=== TASK INSTRUCTIONS ===
Will you return, word for word, only the lines from the top of the data below down to and including the one with "### Summary"?

Data entries
===

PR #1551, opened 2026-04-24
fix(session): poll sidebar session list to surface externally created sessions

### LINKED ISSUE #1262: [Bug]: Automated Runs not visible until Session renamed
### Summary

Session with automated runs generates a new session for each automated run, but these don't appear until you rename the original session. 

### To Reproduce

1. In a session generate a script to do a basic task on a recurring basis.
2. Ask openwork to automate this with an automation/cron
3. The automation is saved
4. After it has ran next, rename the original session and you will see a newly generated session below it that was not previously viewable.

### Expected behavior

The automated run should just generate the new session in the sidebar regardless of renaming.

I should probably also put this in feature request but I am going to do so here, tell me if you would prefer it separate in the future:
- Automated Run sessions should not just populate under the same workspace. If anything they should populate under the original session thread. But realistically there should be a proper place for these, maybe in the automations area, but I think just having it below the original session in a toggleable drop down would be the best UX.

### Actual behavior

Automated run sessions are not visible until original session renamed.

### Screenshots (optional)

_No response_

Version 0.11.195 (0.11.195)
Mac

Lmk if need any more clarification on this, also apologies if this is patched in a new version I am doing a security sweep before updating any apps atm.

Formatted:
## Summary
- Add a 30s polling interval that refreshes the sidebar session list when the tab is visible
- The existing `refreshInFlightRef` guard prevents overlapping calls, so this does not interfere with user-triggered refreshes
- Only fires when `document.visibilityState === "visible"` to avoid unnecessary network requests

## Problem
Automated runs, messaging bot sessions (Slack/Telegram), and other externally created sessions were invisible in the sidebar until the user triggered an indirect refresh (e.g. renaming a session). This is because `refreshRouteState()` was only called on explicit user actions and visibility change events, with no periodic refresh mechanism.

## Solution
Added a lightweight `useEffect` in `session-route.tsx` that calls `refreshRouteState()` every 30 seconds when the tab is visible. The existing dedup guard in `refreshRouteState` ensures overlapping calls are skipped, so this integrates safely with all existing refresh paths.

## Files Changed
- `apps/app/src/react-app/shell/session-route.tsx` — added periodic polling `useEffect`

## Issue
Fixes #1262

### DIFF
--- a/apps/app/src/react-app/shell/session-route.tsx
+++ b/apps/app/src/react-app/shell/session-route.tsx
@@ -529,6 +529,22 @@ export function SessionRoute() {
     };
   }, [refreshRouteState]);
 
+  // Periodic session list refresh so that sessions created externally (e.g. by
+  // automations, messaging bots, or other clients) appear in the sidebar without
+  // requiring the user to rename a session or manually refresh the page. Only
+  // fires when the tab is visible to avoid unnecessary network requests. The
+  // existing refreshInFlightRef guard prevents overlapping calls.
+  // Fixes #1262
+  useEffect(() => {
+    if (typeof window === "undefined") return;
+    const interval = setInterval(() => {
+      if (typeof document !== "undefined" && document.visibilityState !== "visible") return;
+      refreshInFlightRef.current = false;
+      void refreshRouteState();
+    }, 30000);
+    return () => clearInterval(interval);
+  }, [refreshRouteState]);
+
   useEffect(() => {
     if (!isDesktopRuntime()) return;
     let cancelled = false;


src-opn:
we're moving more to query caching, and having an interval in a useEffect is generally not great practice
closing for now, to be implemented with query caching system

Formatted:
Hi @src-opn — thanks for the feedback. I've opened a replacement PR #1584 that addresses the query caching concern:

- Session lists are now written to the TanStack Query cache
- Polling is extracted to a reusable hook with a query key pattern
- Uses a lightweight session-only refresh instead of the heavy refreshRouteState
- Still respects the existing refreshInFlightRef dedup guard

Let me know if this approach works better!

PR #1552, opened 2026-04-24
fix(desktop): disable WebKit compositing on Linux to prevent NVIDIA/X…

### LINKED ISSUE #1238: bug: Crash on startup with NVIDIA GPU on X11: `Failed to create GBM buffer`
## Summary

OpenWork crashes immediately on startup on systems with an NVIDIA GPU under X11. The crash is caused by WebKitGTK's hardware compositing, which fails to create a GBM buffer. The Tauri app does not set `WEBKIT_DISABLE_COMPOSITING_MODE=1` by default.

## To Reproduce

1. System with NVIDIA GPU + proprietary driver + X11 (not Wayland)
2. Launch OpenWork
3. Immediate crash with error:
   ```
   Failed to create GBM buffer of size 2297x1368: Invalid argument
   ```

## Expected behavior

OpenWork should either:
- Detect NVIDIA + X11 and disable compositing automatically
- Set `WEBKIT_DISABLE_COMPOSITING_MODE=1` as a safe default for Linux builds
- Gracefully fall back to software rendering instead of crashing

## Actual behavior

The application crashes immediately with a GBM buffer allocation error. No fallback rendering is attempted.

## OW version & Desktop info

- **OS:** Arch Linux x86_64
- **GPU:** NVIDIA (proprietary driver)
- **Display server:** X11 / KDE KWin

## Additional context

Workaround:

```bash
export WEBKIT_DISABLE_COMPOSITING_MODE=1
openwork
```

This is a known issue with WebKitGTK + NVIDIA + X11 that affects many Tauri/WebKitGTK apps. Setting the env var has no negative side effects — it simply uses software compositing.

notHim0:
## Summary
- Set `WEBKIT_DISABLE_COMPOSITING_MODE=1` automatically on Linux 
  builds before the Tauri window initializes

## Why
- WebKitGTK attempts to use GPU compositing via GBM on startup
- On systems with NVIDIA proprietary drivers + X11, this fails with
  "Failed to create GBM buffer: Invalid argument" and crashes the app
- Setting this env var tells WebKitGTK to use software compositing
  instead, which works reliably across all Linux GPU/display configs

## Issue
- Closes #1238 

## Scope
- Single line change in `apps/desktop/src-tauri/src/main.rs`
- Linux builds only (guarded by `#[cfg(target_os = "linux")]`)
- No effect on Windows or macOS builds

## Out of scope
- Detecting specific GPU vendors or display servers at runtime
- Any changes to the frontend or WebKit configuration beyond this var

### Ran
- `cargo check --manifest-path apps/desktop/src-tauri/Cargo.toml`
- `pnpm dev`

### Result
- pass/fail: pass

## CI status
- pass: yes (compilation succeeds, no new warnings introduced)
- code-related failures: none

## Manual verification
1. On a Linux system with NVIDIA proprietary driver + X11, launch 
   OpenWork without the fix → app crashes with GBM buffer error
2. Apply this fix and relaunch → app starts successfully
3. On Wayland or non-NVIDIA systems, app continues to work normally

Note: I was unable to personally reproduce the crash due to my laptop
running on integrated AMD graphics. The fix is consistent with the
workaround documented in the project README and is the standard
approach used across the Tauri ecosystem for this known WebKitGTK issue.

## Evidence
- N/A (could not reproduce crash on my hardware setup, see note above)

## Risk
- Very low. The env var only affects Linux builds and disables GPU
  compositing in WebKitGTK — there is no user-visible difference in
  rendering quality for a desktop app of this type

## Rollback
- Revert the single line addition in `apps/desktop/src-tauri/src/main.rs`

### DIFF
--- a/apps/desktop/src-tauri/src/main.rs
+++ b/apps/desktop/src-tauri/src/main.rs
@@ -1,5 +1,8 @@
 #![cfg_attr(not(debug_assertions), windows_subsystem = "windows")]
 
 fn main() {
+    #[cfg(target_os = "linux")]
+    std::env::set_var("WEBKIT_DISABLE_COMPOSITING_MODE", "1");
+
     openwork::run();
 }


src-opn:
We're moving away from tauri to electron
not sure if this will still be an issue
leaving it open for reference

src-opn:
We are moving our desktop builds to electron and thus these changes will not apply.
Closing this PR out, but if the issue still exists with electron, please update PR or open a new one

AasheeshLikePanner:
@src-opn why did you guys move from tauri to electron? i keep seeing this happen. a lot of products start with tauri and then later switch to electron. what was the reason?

===

=== RESULT ===
PR #1551, opened 2026-04-24
fix(session): poll sidebar session list to surface externally created sessions

### LINKED ISSUE #1262: [Bug]: Automated Runs not visible until Session renamed
### Summary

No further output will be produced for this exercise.